PR #335, opened 2021-02-07
Improve API usability by adding SingleValueExpression-typed versions of common ValueExpressions

### LINKED ISSUE #285: Implement SingleValueExpression versions of common ValueExpressions
Examples are the logical and math `UnaryValueExpression`s and `BinaryValueExpression`s such as `Add`, `Or` and `Not`.

Important point is whether this can be implemented cleanly without requiring too complicated handling with generics and type casting.

jvdb:
Resolves #285.

The `Shorthand` helper methods that we can safely create are the following:

1. Mathematical operators: `add`, `div`, `mul`, `sub`, `mod` and `neg`.
2. Bit-wise operators: `and`, `or`, `not`, `shl` and `shr`.
3. Reference operators: `len`, `nth`*, `offset`, `cat`** and `elvis`.

Note*: For `nth` this only concerns the second argument and the return value. The first argument needs to be a list to index into.
Note**: For `cat` this refers to the version that has two arguments. The single argument version of `cat` explicitly operates on lists.

There are some additional `ValueExpression`s that could be converted but I believe it's better if we don't create far-fetched cases. For example, the `mapLeft` and `mapRight` could get a `SingleValueExpression` as input argument (and then as a result also as return value), but if you know beforehand that you only need to apply something to a single value, why even use map?

Some additional things following from this:
 - [x] In the earlier issue introducing `SingleValueExpression` the `limit` argument of `Ref` should have been converted too but was not.
 - [x] For the `Fold` `ValueExpression`s, the `reducer` argument should probably be converted from `BinaryOperator<ValueExpression>` to `BinaryOperator<SingleValueExpression>`. This was noticed earlier but not changed due to usability concerns (we wanted to be able to use method references to the `Shorthand` helper methods here, which will stay possible with this change once we add the additional helper methods).
 - [x] Remove the added `last(...)` wrappings from test code that were added when `SingleValueExpression` was added (in #283, issue #70) that are now no longer needed.

### DIFF
--- a/core/src/main/java/io/parsingdata/metal/Shorthand.java
+++ b/core/src/main/java/io/parsingdata/metal/Shorthand.java
@@ -216,12 +216,12 @@ public final class Shorthand {
     public static ValueExpression elvis(final ValueExpression left, final ValueExpression right) { return new Elvis(left, right); }
     public static SingleValueExpression elvis(final SingleValueExpression left, final SingleValueExpression right) { return last(new Elvis(left, right)); }
     public static SingleValueExpression count(final ValueExpression operand) { return new Count(operand); }
-    public static SingleValueExpression foldLeft(final ValueExpression values, final BinaryOperator<ValueExpression> reducer) { return new FoldLeft(values, reducer, null); }
-    public static SingleValueExpression foldLeft(final ValueExpression values, final BinaryOperator<ValueExpression> reducer, final SingleValueExpression initial) { return new FoldLeft(values, reducer, initial); }
-    public static SingleValueExpression foldRight(final ValueExpression values, final BinaryOperator<ValueExpression> reducer) { return new FoldRight(values, reducer, null); }
-    public static SingleValueExpression foldRight(final ValueExpression values, final BinaryOperator<ValueExpression> reducer, final SingleValueExpression initial) { return new FoldRight(values, reducer, initial); }
-    public static SingleValueExpression fold(final ValueExpression values, final BinaryOperator<ValueExpression> reducer) { return foldRight(values, reducer); }
-    public static SingleValueExpression fold(final ValueExpression values, final BinaryOperator<ValueExpression> reducer, final SingleValueExpression initial) { return foldRight(values, reducer, initial); }
+    public static SingleValueExpression foldLeft(final ValueExpression values, final BinaryOperator<SingleValueExpression> reducer) { return new FoldLeft(values, reducer, null); }
+    public static SingleValueExpression foldLeft(final ValueExpression values, final BinaryOperator<SingleValueExpression> reducer, final SingleValueExpression initial) { return new FoldLeft(values, reducer, initial); }
+    public static SingleValueExpression foldRight(final ValueExpression values, final BinaryOperator<SingleValueExpression> reducer) { return new FoldRight(values, reducer, null); }
+    public static SingleValueExpression foldRight(final ValueExpression values, final BinaryOperator<SingleValueExpression> reducer, final SingleValueExpression initial) { return new FoldRight(values, reducer, initial); }
+    public static SingleValueExpression fold(final ValueExpression values, final BinaryOperator<SingleValueExpression> reducer) { return foldRight(values, reducer); }
+    public static SingleValueExpression fold(final ValueExpression values, final BinaryOperator<SingleValueExpression> reducer, final SingleValueExpression initial) { return foldRight(values, reducer, initial); }
     public static ValueExpression rev(final ValueExpression values) { return new Reverse(values); }
     public static ValueExpression exp(final ValueExpression base, final SingleValueExpression count) { return new Expand(base, count); }
     public static BinaryValueExpression mapLeft(final BiFunction<ValueExpression, ValueExpression, BinaryValueExpression> func, final ValueExpression left, final ValueExpression rightExpand) { return func.apply(left, exp(rightExpand, count(left))); }
--- a/core/src/main/java/io/parsingdata/metal/Shorthand.java
+++ b/core/src/main/java/io/parsingdata/metal/Shorthand.java
@@ -185,9 +185,9 @@ public final class Shorthand {
     public static SingleValueExpression con(final byte[] value, final Encoding encoding) { return con(ConstantFactory.createFromBytes(value, encoding)); }
     public static ValueExpression len(final ValueExpression operand) { return new Len(operand); }
     public static NameRef ref(final String name) { return ref(name, null); }
-    public static NameRef ref(final String name, final ValueExpression limit) { return new NameRef(name, limit); }
+    public static NameRef ref(final String name, final SingleValueExpression limit) { return new NameRef(name, limit); }
     public static DefinitionRef ref(final Token definition) { return ref(definition, null); }
-    public static DefinitionRef ref(final Token definition, final ValueExpression limit) { return new DefinitionRef(definition, limit); }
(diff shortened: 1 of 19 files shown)


core/src/main/java/io/parsingdata/metal/Shorthand.java
```diff
@@ -184,28 +195,33 @@ private Shorthand() {}
     public static SingleValueExpression con(final byte[] value) { return con(value, DEFAULT_ENCODING); }
     public static SingleValueExpression con(final byte[] value, final Encoding encoding) { return con(ConstantFactory.createFromBytes(value, encoding)); }
     public static ValueExpression len(final ValueExpression operand) { return new Len(operand); }
+    public static SingleValueExpression len(final SingleValueExpression operand) { return last(new Len(operand)); }
     public static NameRef ref(final String name) { return ref(name, null); }
-    public static NameRef ref(final String name, final ValueExpression limit) { return new NameRef(name, limit); }
+    public static NameRef ref(final String name, final SingleValueExpression limit) { return new NameRef(name, limit); }
```
rdvdijk, line 200: Nice catch :+1:

core/src/main/java/io/parsingdata/metal/Shorthand.java
```diff
@@ -184,28 +195,33 @@ private Shorthand() {}
...
     public static DefinitionRef ref(final Token definition) { return ref(definition, null); }
-    public static DefinitionRef ref(final Token definition, final ValueExpression limit) { return new DefinitionRef(definition, limit); }
+    public static DefinitionRef ref(final Token definition, final SingleValueExpression limit) { return new DefinitionRef(definition, limit); }
```
rdvdijk, line 202: :+1:

core/src/main/java/io/parsingdata/metal/Shorthand.java
```diff
@@ -184,28 +195,33 @@ private Shorthand() {}
...
+    public static SingleValueExpression foldLeft(final ValueExpression values, final BinaryOperator<SingleValueExpression> reducer) { return new FoldLeft(values, reducer, null); }
+    public static SingleValueExpression foldLeft(final ValueExpression values, final BinaryOperator<SingleValueExpression> reducer, final SingleValueExpression initial) { return new FoldLeft(values, reducer, initial); }
+    public static SingleValueExpression foldRight(final ValueExpression values, final BinaryOperator<SingleValueExpression> reducer) { return new FoldRight(values, reducer, null); }
+    public static SingleValueExpression foldRight(final ValueExpression values, final BinaryOperator<SingleValueExpression> reducer, final SingleValueExpression initial) { return new FoldRight(values, reducer, initial); }
+    public static SingleValueExpression fold(final ValueExpression values, final BinaryOperator<SingleValueExpression> reducer) { return foldRight(values, reducer); }
+    public static SingleValueExpression fold(final ValueExpression values, final BinaryOperator<SingleValueExpression> reducer, final SingleValueExpression initial) { return foldRight(values, reducer, initial); }
```
rdvdijk, line 224: As Borat would say: Very nice!

core/src/test/java/io/parsingdata/metal/ShorthandOverloadsTest.java
```diff
@@ -0,0 +1,92 @@
...
+public class ShorthandOverloadsTest {
+
+    public static final ParseState PARSE_STATE = ParseState.createFromByteStream(new ByteStream() {
+        @Override public byte[] read(BigInteger offset, int length) { return new byte[0]; }
+        @Override public boolean isAvailable(BigInteger offset, BigInteger length) { return false; }
+    });
+
+    @Parameterized.Parameter public String description;
+    @Parameterized.Parameter(1) public SingleValueExpression toExecute;
+    @Parameterized.Parameter(2) public SingleValueExpression expectedResult;
```
rdvdijk, line 63: I tend to import these for improved readability.

```java
    @Parameter public String description;
    @Parameter(1) public SingleValueExpression toExecute;
    @Parameter(2) public SingleValueExpression expectedResult;

    @Parameters(name="SingleValueExpression {0}")
```

rdvdijk: And even though it's the default, in this case `@Parameter(0)` looks better than omitting the `(0)`.

rdvdijk (commented):
Looks good to me!

I was wondering: There must be `Token`s in tests where the `last()` was introduced recently, and can now be removed again in favor of these new overloads, right? I wonder if we should clean up some of those,

rdvdijk (approved):

core/src/main/java/io/parsingdata/metal/expression/value/reference/Ref.java
```diff
@@ -49,37 +50,32 @@
...
-        final ImmutableList<Value> evaluatedLimit = limit.eval(parseState, encoding);
-        if (evaluatedLimit.size != 1) {
-            throw new IllegalArgumentException("Limit must evaluate to a single non-empty value.");
-        }
-        if (evaluatedLimit.head.equals(NOT_A_VALUE)) {
-            return ImmutableList.create(NOT_A_VALUE);
-        }
-        return evalImpl(parseState, evaluatedLimit.head.asNumeric().intValueExact());
+        return limit.evalSingle(parseState, encoding)
+            .map(limitValue -> limitValue.equals(NOT_A_VALUE) ? ImmutableList.create(NOT_A_VALUE) : evalImpl(parseState, limitValue.asNumeric().intValueExact()))
```
mvanaken, line 77: The error message in combination with this logic confuses me. In this case, `limitValue` could be `NOT_A_VALUE`, but the error message states that the limit must evaluate to a non-empty value. But we guard that case here?
So, either the error message is incorrect and we can rewrite this as:
```
limit.evalSingle(parseState, encoding)
    .filter(not(limitValue -> limitValue.equals(NOT_A_VALUE)))
    .map(limitValue -> evalImpl(parseState, limitValue.asNumeric().intValueExact()))
    .orElseThrow(() -> new IllegalArgumentException("Ref must evaluate to a non-empty value."))
```
or we can use `orElseGet` instead:
```
limit.evalSingle(parseState, encoding)
    .filter(not(limitValue -> limitValue.equals(NOT_A_VALUE)))
    .map(limitValue -> evalImpl(parseState, limitValue.asNumeric().intValueExact()))
    .orElseGet(() -> ImmutableList.create(NOT_A_VALUE))
```
You may even consider adding an extra `map` step to first convert `limitValue` to int value, before passing it to `evalImpl`, because that may improve readability:
```
.map(limitValue -> limitValue.asNumeric().intValueExact())
```
This latter is just a thought. :)

mvanaken (approved):
There is a small question I have about the behaviour within `Ref`, but the rest looks good!

core/src/main/java/io/parsingdata/metal/expression/value/reference/Ref.java
jvdb: The problem is that there are three cases that must be handled based on what `limit` evaluates to:
1. An empty `Optional`, in which case an exception is thrown.
2. `NOT_A_VALUE`, in which case we return a list with that in it.
3. Something else, in which case we pass that to `evalImpl(...)` and return the result.
What you propose always handles only two of these cases I think, or do you propose to do something else next to this?

jvdb: After discussion, we postpone cleaning this until later.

++++++++++++++++++++

EXERCISE INSTRUCTIONS
What lines in the listing include the string "have"? Copy them out.

SOLUTION
 - [x] In the earlier issue introducing `SingleValueExpression` the `limit` argument of `Ref` should have been converted too but was not.
There is a small question I have about the behaviour within `Ref`, but the rest looks good!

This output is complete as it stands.